-- DATA UNDER STUDY follows --

Issue #25, opened 2021-02-22
Expose creation and update timestamp in get config APIs


GurtejSohi:
## Use Case
The client may be interested in the creation and/or update timestamp for config that it is dealing with. For example, client may want to sort all the configs based on the creation timestamp.

For this, we need to expose the creation and update timestamp in `GetConfig` and `GetAllConfigs` API.

## Proposal
We can add 2 extra fields in `GetConfigResponse` which takes care of the `GetConfig` API:
```
message GetConfigResponse {
  google.protobuf.Value config = 1;
  int64 creation_timestamp = 2; // new field
  int64 update_timestamp = 3;  // new field
}
```

We can add 2 extra fields in `ContextSpecificConfig` which takes care of the `GetAllConfigs` API:
```
message GetAllConfigsResponse {
  repeated ContextSpecificConfig context_specific_configs = 1;
}

message ContextSpecificConfig {
  string context = 1;
  google.protobuf.Value config = 2;
  int64 creation_timestamp = 3; // new field
  int64 update_timestamp = 4;  // new field
}
```

From implementation perspective, we'll now have to call `getConfig` while upserting any config so as to get the `creationTimestamp` for that config.

aaron-steinfeld:
Seems right to me. We could add them on the upsert response too, but I'm fine ignoring that until there's a use case.

PR #28, opened 2021-02-26
Expose creation and update timestamp in getAllConfigs API

GurtejSohi:
## Description
Addresses https://github.com/hypertrace/config-service/issues/25

### Testing
Unit tests and integration tests

### Checklist:

### DIFF
--- a/config-service-api/src/main/proto/org/hypertrace/config/service/v1/config_service.proto
+++ b/config-service-api/src/main/proto/org/hypertrace/config/service/v1/config_service.proto
@@ -68,7 +68,7 @@ message GetAllConfigsRequest {
 }
 
 message GetAllConfigsResponse {
-  // list of config values along with the associated contexts
+  // list of config values along with the associated contexts, sorted in the ascending order of their creation time
   repeated ContextSpecificConfig context_specific_configs = 1;
 }
 
@@ -78,6 +78,12 @@ message ContextSpecificConfig {
 
   // config value which applies to the above context
   google.protobuf.Value config = 2;
+
+  // timestamp (in milliseconds since epoch) at which this config was created
+  int64 creation_timestamp = 3;
+
+  // timestamp (in milliseconds since epoch) at which this config was last updated
+  int64 update_timestamp = 4;
 }
 
 message DeleteConfigRequest {
--- a/config-service-impl/src/main/java/org/hypertrace/config/service/store/ConfigDocument.java
+++ b/config-service-impl/src/main/java/org/hypertrace/config/service/store/ConfigDocument.java
@@ -38,6 +38,8 @@ public class ConfigDocument implements Document {
   public static final String VERSION_FIELD_NAME = "configVersion";
   public static final String USER_ID_FIELD_NAME = "userId";
   public static final String CONFIG_FIELD_NAME = "config";
+  public static final String CREATION_TIMESTAMP_FIELD_NAME = "creationTimestamp";
+  public static final String UPDATE_TIMESTAMP_FIELD_NAME = "updateTimestamp";
 
   @JsonProperty(value = RESOURCE_FIELD_NAME)
   String resourceName;
@@ -62,6 +64,12 @@ public class ConfigDocument implements Document {
   @JsonProperty(value = CONFIG_FIELD_NAME)
   Value config;
 
+  @JsonProperty(value = CREATION_TIMESTAMP_FIELD_NAME)
+  long creationTimestamp;
+
+  @JsonProperty(value = UPDATE_TIMESTAMP_FIELD_NAME)
+  long updateTimestamp;
+
   @JsonCreator(mode = Mode.PROPERTIES)
   public ConfigDocument(@JsonProperty(RESOURCE_FIELD_NAME) String resourceName,
       @JsonProperty(RESOURCE_NAMESPACE_FIELD_NAME) String resourceNamespace,
@@ -69,7 +77,9 @@ public class ConfigDocument implements Document {
       @JsonProperty(CONTEXT_FIELD_NAME) String context,
       @JsonProperty(VERSION_FIELD_NAME) long configVersion,
       @JsonProperty(USER_ID_FIELD_NAME) String userId,
-      @JsonProperty(CONFIG_FIELD_NAME) Value config) {
+      @JsonProperty(CONFIG_FIELD_NAME) Value config,
+      @JsonProperty(CREATION_TIMESTAMP_FIELD_NAME) long creationTimestamp,
+      @JsonProperty(UPDATE_TIMESTAMP_FIELD_NAME) long updateTimestamp) {
     this.resourceName = resourceName;
     this.resourceNamespace = resourceNamespace;
     this.tenantId = tenantId;
@@ -77,6 +87,8 @@ public class ConfigDocument implements Document {
     this.configVersion = configVersion;
     this.userId = userId;
     this.config = config;
+    this.creationTimestamp = creationTimestamp;
+    this.updateTimestamp = updateTimestamp;
   }
 
   public static ConfigDocument fromJson(String json) throws IOException {
--- a/config-service-impl/src/main/java/org/hypertrace/config/service/store/DocumentConfigStore.java
+++ b/config-service-impl/src/main/java/org/hypertrace/config/service/store/DocumentConfigStore.java
@@ -6,6 +6,8 @@ import com.google.common.cache.LoadingCache;
 import com.google.protobuf.Value;
 import com.typesafe.config.Config;
 import java.util.ArrayList;
+import java.util.Collections;
+import java.util.Comparator;
 import java.util.HashSet;
 import java.util.List;
 import java.util.Set;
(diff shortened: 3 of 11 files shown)


config-service-api/src/main/proto/org/hypertrace/config/service/v1/config_service.proto
```diff
@@ -68,7 +68,7 @@ message GetAllConfigsRequest {
 }
 
 message GetAllConfigsResponse {
-  // list of config values along with the associated contexts
+  // list of config values along with the associated contexts, sorted in the ascending order of their creation time
```
GurtejSohi, line 71: I think usually the client would want the configs to be returned in the order of creation time. So, added this extra condition.

config-service-api/src/main/proto/org/hypertrace/config/service/v1/config_service.proto
```diff
@@ -78,6 +78,12 @@ message ContextSpecificConfig {
 
   // config value which applies to the above context
   google.protobuf.Value config = 2;
+
+  // timestamp (in milliseconds since epoch) at which this config was created
+  int64 creation_timestamp = 3;
+
+  // timestamp (in milliseconds since epoch) at which this config was last updated
+  int64 update_timestamp = 4;
```
GurtejSohi, line 86: Haven't added these fields to `getConfig` API because that API can merge the configs belonging to different contexts, each of which will have different creation and update timestamps.

config-service-api/src/main/proto/org/hypertrace/config/service/v1/config_service.proto
aaron-steinfeld: That makes sense. If we need to add sort support later, we can

config-service-impl/src/main/java/org/hypertrace/config/service/store/DocumentConfigStore.java
```diff
@@ -72,27 +73,46 @@ public long writeConfig(ConfigResource configResource, String userId, Value conf
...
+        .and(Filter.eq(VERSION_FIELD_NAME, configVersion));
     Query query = new Query();
     query.setFilter(filter);
     Iterator<Document> documentIterator = collection.search(query);
     if (documentIterator.hasNext()) {
       String documentString = documentIterator.next().toJson();
       ConfigDocument configDocument = ConfigDocument.fromJson(documentString);
-      config = configDocument.getConfig();
+      if (!ConfigServiceUtils.isNull(configDocument.getConfig())) {
+        config = ContextSpecificConfig.newBuilder().setConfig(configDocument.getConfig())
```
aaron-steinfeld, line 111: We could return directly here and return an empty config directly on 117, right? No real need to init at 101.

config-service-impl/src/main/java/org/hypertrace/config/service/store/DocumentConfigStore.java
```diff
@@ -116,9 +136,13 @@ public Value getConfig(ConfigResource configResource) throws IOException {
       Value config = configDocument.getConfig();
       if (seenContexts.add(context) && !ConfigServiceUtils.isNull(config)) {
         contextSpecificConfigList
-            .add(ContextSpecificConfig.newBuilder().setContext(context).setConfig(config).build());
+            .add(ContextSpecificConfig.newBuilder().setContext(context).setConfig(config)
```
aaron-steinfeld, line 139: could probably pull the `ConfigDocument -> ContextSpecificConfig` into its own function in use in the two spots

config-service-impl/src/main/java/org/hypertrace/config/service/store/ConfigDocument.java
```diff
@@ -62,21 +64,31 @@
   @JsonProperty(value = CONFIG_FIELD_NAME)
   Value config;
 
+  @JsonProperty(value = CREATION_TIMESTAMP_FIELD_NAME)
+  long creationTimestamp;
```
aaron-steinfeld, line 68: Will we have any backwards compatibility issues? For existing documents, will they just default to have a 0 creation/update timestamp, or would we run into errors?

config-service-api/src/main/proto/org/hypertrace/config/service/v1/config_service.proto
aaron-steinfeld: That makes sense. Eventually, we may have to expose an API that doesn't merge and does expose those (wish getConfig had been named getMergedConfig or something...), but no need until we have a use case. The same argument could actually be made for this API since the main use case as I understand it is internal - the sorted results, but I'm fine either way since it's done.

config-service-impl/src/test/java/org/hypertrace/config/service/store/DocumentConfigStoreTest.java
```diff
@@ -63,8 +66,10 @@ static void init() {
   @Test
   void writeConfig() throws IOException {
     List<Document> documentList = Collections
-        .singletonList(getConfigDocument(DEFAULT_CONTEXT, CONFIG_VERSION, config1));
-    when(collection.search(any(Query.class))).thenReturn(documentList.iterator());
+        .singletonList(
+            getConfigDocument(DEFAULT_CONTEXT, CONFIG_VERSION, config1, TIMESTAMP1, TIMESTAMP2));
+    when(collection.search(any(Query.class)))
+        .thenReturn(documentList.iterator(), documentList.iterator());
```
aaron-steinfeld, line 72: Why the second return value?

config-service-impl/src/test/java/org/hypertrace/config/service/store/DocumentConfigStoreTest.java
```diff
@@ -76,42 +81,51 @@ void writeConfig() throws IOException {
     Document document = documentCaptor.getValue();
     long newVersion = CONFIG_VERSION + 1;
     assertEquals(new ConfigDocumentKey(configResource, newVersion), key);
-    assertEquals(getConfigDocument(DEFAULT_CONTEXT, newVersion, config1), document);
+    assertEquals(getConfigDocument(DEFAULT_CONTEXT, newVersion, config1, TIMESTAMP1,
+        ((ConfigDocument) document).getUpdateTimestamp()), document);
   }
 
   @Test
   void getConfig() throws IOException {
```
aaron-steinfeld, line 89: Can we add a backwards compatibility test in here? That is, a document without a create/update timestamp

config-service-impl/src/main/java/org/hypertrace/config/service/store/DocumentConfigStore.java
GurtejSohi: updated it

config-service-impl/src/main/java/org/hypertrace/config/service/store/DocumentConfigStore.java
GurtejSohi: updated it

config-service-impl/src/main/java/org/hypertrace/config/service/store/ConfigDocument.java
GurtejSohi: Existing documents will default to have the creation and update timestamp as 0. So, we won't run into errors - it's just that it won't have their actual creation timestamp.

Also added a test for `ConfigDocument` to verify this behaviour^.

config-service-impl/src/test/java/org/hypertrace/config/service/store/DocumentConfigStoreTest.java
GurtejSohi: `writeConfig` now makes 2 calls to `collection.search()` - first one to get the latest version for this resource and the second one to get the existing config for this resource(so that it can get the creation timestamp).

config-service-impl/src/test/java/org/hypertrace/config/service/store/DocumentConfigStoreTest.java
GurtejSohi: Added a backwards compatibility test for `ConfigDocument`. Here, I think it won't make much sense because we would simply be returning a mocked document with creation and update timestamp as 0 in the mocked call.

config-service-impl/src/test/java/org/hypertrace/config/service/store/DocumentConfigStoreTest.java
aaron-steinfeld: But given that it's the same value (unless it got changed somewhere else - may have missed that), `thenReturn` supports multiple calls - extra args are if you want to return a different result on the second call than the first.

GurtejSohi: It returns an iterator - so the position of the first iterator would have changed after it is consumed once.
So, I want to return a fresh iterator each time the mocked method is called.

aaron-steinfeld: Ah, gotcha.

aaron-steinfeld (approved):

-- DATA UNDER STUDY concluded --

§ ACTIVITY
Among the lines of the data above, count those holding "static" and state only the number.

§ SOLUTION FOR THIS EXERCISE
7